***** The input *****

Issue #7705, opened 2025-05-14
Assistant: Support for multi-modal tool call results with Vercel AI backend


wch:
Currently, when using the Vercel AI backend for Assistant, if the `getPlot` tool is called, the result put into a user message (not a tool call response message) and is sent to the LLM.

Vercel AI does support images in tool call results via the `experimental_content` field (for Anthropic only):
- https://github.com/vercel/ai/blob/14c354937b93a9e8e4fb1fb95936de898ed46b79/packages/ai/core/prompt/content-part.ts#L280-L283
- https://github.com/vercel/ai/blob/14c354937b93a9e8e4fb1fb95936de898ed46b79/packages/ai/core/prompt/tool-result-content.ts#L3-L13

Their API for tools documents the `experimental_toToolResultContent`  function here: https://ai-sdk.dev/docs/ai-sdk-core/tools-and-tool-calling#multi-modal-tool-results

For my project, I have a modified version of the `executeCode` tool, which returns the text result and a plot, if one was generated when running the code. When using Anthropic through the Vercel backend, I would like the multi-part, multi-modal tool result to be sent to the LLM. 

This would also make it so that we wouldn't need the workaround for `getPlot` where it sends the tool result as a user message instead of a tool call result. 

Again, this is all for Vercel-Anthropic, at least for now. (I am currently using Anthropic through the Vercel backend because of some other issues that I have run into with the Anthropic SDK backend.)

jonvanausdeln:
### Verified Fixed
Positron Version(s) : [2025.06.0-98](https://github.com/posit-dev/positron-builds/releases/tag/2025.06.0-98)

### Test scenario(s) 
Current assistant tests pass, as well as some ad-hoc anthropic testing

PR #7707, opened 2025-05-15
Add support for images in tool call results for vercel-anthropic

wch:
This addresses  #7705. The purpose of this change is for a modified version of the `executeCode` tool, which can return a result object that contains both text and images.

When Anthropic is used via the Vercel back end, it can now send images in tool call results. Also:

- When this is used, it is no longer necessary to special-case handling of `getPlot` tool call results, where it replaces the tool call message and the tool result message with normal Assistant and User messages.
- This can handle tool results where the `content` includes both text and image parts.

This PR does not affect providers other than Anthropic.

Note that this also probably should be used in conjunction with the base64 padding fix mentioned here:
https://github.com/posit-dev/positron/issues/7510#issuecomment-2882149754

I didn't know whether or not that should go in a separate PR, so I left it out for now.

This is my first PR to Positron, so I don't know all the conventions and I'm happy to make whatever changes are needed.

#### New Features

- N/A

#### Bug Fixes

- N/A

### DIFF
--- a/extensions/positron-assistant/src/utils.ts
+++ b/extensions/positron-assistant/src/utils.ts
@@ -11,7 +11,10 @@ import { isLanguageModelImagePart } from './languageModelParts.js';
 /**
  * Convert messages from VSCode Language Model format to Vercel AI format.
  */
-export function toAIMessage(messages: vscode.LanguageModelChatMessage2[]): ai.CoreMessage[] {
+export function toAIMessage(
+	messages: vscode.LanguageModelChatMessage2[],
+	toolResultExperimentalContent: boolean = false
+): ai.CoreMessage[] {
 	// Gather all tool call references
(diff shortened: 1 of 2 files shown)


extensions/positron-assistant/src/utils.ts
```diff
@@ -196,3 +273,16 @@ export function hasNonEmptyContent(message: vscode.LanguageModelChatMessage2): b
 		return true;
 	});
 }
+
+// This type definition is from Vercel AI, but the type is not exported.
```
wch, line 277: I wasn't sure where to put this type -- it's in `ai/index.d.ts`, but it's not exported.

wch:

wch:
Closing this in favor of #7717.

*****
***** The input *****

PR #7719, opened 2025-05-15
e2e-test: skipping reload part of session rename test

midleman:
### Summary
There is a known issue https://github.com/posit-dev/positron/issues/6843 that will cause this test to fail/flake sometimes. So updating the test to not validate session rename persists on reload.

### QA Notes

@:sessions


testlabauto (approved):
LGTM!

*****
***** The input *****

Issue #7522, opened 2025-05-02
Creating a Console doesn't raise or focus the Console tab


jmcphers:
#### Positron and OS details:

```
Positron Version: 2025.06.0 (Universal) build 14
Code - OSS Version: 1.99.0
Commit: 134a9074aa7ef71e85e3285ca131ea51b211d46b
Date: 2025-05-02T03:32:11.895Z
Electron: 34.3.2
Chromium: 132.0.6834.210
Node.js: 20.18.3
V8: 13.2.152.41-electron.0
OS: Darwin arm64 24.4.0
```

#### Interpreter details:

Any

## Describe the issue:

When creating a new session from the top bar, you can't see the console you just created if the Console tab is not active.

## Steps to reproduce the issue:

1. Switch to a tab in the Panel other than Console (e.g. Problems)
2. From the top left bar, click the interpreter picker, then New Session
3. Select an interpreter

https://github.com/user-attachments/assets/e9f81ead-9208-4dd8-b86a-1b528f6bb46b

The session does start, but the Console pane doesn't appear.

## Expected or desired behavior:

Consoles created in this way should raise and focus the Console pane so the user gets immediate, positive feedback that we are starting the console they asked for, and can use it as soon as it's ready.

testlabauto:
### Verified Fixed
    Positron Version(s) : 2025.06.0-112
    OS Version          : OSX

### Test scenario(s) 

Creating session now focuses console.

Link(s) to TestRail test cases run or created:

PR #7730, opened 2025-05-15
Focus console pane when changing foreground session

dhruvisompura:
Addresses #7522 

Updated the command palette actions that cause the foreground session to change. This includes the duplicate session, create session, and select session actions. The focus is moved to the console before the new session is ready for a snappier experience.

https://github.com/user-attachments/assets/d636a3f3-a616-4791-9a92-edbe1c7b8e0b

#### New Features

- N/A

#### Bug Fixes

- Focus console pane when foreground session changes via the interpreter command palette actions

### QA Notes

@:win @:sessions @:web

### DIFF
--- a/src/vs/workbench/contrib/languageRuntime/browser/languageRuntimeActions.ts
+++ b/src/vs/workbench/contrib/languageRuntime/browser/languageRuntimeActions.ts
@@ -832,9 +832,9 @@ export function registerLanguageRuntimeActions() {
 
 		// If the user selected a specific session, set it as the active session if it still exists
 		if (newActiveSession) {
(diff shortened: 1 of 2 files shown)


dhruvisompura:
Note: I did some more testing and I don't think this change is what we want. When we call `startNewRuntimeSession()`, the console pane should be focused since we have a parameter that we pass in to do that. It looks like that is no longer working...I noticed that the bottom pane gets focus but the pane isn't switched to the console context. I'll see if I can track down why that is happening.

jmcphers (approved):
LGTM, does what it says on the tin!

*****

> Description of the task:
An exact copy of the lines above, from the one containing "Issue #7705, opened 2025-05-14" through the one containing "For my project, I", is the whole of the answer.

> Reply to the exercise:
Issue #7705, opened 2025-05-14
Assistant: Support for multi-modal tool call results with Vercel AI backend


wch:
Currently, when using the Vercel AI backend for Assistant, if the `getPlot` tool is called, the result put into a user message (not a tool call response message) and is sent to the LLM.

Vercel AI does support images in tool call results via the `experimental_content` field (for Anthropic only):
- https://github.com/vercel/ai/blob/14c354937b93a9e8e4fb1fb95936de898ed46b79/packages/ai/core/prompt/content-part.ts#L280-L283
- https://github.com/vercel/ai/blob/14c354937b93a9e8e4fb1fb95936de898ed46b79/packages/ai/core/prompt/tool-result-content.ts#L3-L13

Their API for tools documents the `experimental_toToolResultContent`  function here: https://ai-sdk.dev/docs/ai-sdk-core/tools-and-tool-calling#multi-modal-tool-results

For my project, I have a modified version of the `executeCode` tool, which returns the text result and a plot, if one was generated when running the code. When using Anthropic through the Vercel backend, I would like the multi-part, multi-modal tool result to be sent to the LLM. 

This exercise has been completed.